Almost a month since my last blog post. Shame on me.
It really is a shame on me because as a result of my absence on my blog, every day it just seems to fade away more and more and I think of it more like an old war treasure in an attack gathering dust and cobwebs. This evening as I blog again, it seems like this is me blowing all of that dust off of the treasure and thinking of how I should not have kept it in such conditions. But hey, enough with the metaphors and stuff, how’s life?
You could take that question as a rhetorical question which most of you will do anyway or you could answer with a comment or an email or something. That would make me most happy. Still, the fact that there are people still supporting me by reading this keeps me happy I suppose and if you are reading this then you are a supporter whether you like it or not.
Enough about you, time to talk about me.
What’s went on during my absence? I hear you ask. Well, to be honest not an awful lot. Well, it depends on how you look at it suppose.
School is going on just as normal, sadly. The reason I say sadly is because I want to just tell school life to stop and take a breather. In a month’s time now, I’ll be sitting the first set of very important exams; the exams which will decide on what I do with my life. I feel as if I need time to stop just to let me come back to the surface of the deep waters that is school life and take a breather. Yes, I know that studying has to start going on and I know that I have plenty of time to get studying done but I feel as if my brain is, once again, going through that stage where it just gets clogged up with so much worry, stress, pessimism etc. The Easter holidays are coming up very shortly however so I think I will take some of that time to chill out, clear my head and get my head down.
I’ve been getting very musical lately.
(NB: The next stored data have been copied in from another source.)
PR #928, opened 2022-10-06
build: Allow building xmldoc in CMake binary dir

jtojnar:
Also factor out generating xmldoc fragments into a separate CMake target. We need to symlink the source files into the build directory for the build to find them and having a single place to do that is cleaner.

### DIFF
--- a/CMakeLists.txt
+++ b/CMakeLists.txt
@@ -489,22 +489,36 @@ if(UNIX AND NOT APPLE)
                     USES_TERMINAL)
 endif()
 
-if(CMAKE_SOURCE_DIR STREQUAL CMAKE_BINARY_DIR)
-  set(WEB "../babelweb" CACHE PATH "Path where the documentation will be stored for www.gpsbabel.org.")
-  add_custom_target(gpsbabel.org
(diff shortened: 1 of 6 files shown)


tsteven4:
Thanks.  Some efforts have been made to allow documentation to be created in CMAKE_BINARY_DIR, but they hadn't landed yet.  It will be interesting to see how you solved this.

I think this will break our qmake flow.  We are preparing to deprecate and eventually remove support for qmake, but we aren't there yet.

jtojnar:
I have not even noticed there are qmake project files in the directory listing (I was verifying that configure has been removed). This will definitely break building docs from there. 

Maybe we can remove the docs building from qmake and build the website using CMake? If someone cannot use CMake for some reason, they can always just pick up the docs on the website.

tsteven4:
@jtojnar thanks for this.  I appreciate your ideas.  
I found a few issues
1) in-source builds
2) the build directories and links can be needed before makedoc is run.
3) the removal of the autogen subdirectory makes cleaning in-source builds more difficult, and doesn't play nice with the existing .gitignore.
4) universal support for symlinks.

These issues could be overcome, but as an alternative please see #936

jtojnar:
Closing in favour of #936.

I would say I always have been musical but I guess now I’m just that little bit more musical. I was told about a creative residency thing not so long ago which takes place every year allowing around 50 pupils from the county of art, writing, photography and musical skills. I went to a ‘taster session’ a week or two ago and I am really interested in it. There is a whole application process and there is a lot of competition for a place but one of the things I need to do to prove that I do have musical abilities and skills is to send away a composition I have written if I want any hope of getting into the musical composition part of things. I have composed before both in and out of school though the scores I came up with weren’t too special. But now, I’ve bought my manuscript paper, downloaded my notation software and am cracking on at composing. I must say, I would never have thought I would enjoy composing so much. Thanks to my new found love for composing, I now find myself with more musical skills. I feel that because I am now frequently working with music and all the terms of it, I am more able to recognise these concepts and terms when reading music which I hope will majorly help me for my upcoming Grade 4 piano exam in early April. I should also mention that since my last blog post I sat my music practical exams which, to be honest, I thought quite well and am expecting good results from.
I’ve sadly not been up to much photography wise recently. I really miss it but I just haven’t seemed to be inspired by anything or even had the time to get my camera out and start snapping. At the most, I’ve just been posting the odd photo to Instagram but I’ve not went on any photography hunting trips or anything. Hopefully I’ll soon be out and about again with my camera just as soon as the weather clears up a bit. Speaking of weather…
Snow. In the middle of March. Yes, it has happened before but it is quite rare. I don’t think I will be able to get my head around the idea of having snow on Easter Sunday in a week’s time when all my life I have celebrated Easter in Spring like weather. It’s not even good snow however. It seems everywhere but my town gets the traditional snow, the snow which actually lies on the ground and piles up an inch or two. But no, not my town we just get the rubbish snow which rarely lies and when it does, it only leaves a frosting all over the place which proves to be… ugly.
Apart from all of this, nothing noteworthy has really happened. Just plain ol’ life as normal in Scotland. I’m not going to complain however because I know that a bad day is only like that because I allow it to be.
Oh well, time to wrap things up as I feel I have written a novel on my whole life.